The current timeline sits with the city owing $180,000 in earnest money at the execution of the agreement, along with $500,000 on the deal’s closing date, which currently sits at Aug. 10. Anoka will then have 90 days to pay off the rest of the $9 million balance. A significant part of the balance will come from abatement bonds, Anoka Finance Director Brenda Springer said. All dates are subject to change if all parties agree to modify the timeline.

During the June 29 meeting, Anoka City Attorney Scott Baumgartner also walked the council through several changes he made to the purchase agreement according to Council direction on June 26.

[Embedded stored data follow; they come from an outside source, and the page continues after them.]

PR #90, opened 2016-03-02
Complaints

skomputer:


opds.py
```diff
@@ -664,6 +664,31 @@ def search(cls, _db, title, url, lane, search_engine, query, limit=30,
...
+        facets = Facets.default()
+        pagination = pagination or Pagination.default()
+
+        q = Work.with_complaint(_db)
+        q = pagination.apply(q)
+
+        (works, types, counts) = zip(*q.all())
+        feed = cls(_db, title, url, works, annotator)
+
+        if len(works) > 0:
```
aslagle: Shouldn't this use the pagination limit somehow?

skomputer: i copied the page link logic in page(), where there is always an empty page at the end. let's see whether that should be changed too.

aslagle:
:+1:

“Following the last meeting, I was directed to go back and work with the seller’s attorney to make some changes to that purchase agreement, which has been done,” Baumgartner said. Some of the changes I’ll highlight. …”

Baumgartner clarified in the document that the earnest money and $500,000 payment would go directly toward the purchase price, which would have been standard practice but is now in writing to back that up.

Language was also added to provide inspections, soil borings and environmental assessments “as are deemed necessary by the buyer at buyer’s expense” during the due diligence period, so that Anoka may inspect the property prior to purchase. Soil borings were specifically requested by Council Member Jeff Weaver at the June 26 meeting.

“I would be very curious about doing some soil borings,” Weaver said. “There’s a lot of history around there. A lot of ‘who-knows.’ We always find surprises in Anoka, we always do, because there’s so much history and it’s easy to bury things.”

Baumgartner also included a full termination option for the city for the full duration of the due diligence period, whether there was a specific reason to call off the deal or none at all.

“If there’s something that comes about during the due diligence period, whether it’s a title issue, a property issue, or no issue, the city has the right to terminate that agreement,” Baumgartner said.

One point of contention came from an additional $100,000 being asked by Lakeland on the original price of $8.9 million. Lakeland asked that the additional funds be provided for attorney fees for “ the city’s attempts to thwart and delay seller’s sale to other parties which attorneys fees and costs will be for the period beginning April 5, 2023.” Baumgartner clarified that the number came from interest that accumulated while organizing a purchase agreement. The council agreed to the cost, but not to the language used.

“(When reading, I) objected to the language, if not the fee,” Anoka Mayor Phil Rice said. “We’ve been pretty careful to make sure this type of item is done within our own purview and rights as a city to try to help to manage development. Of course that area is and has been developing, so the words in particular that I object to in ‘thwarting their sale,’ which was not at all the intention.”

The language was removed from the agreement and the $100,000 was added to the total cost, leading to the final cost of $9 million.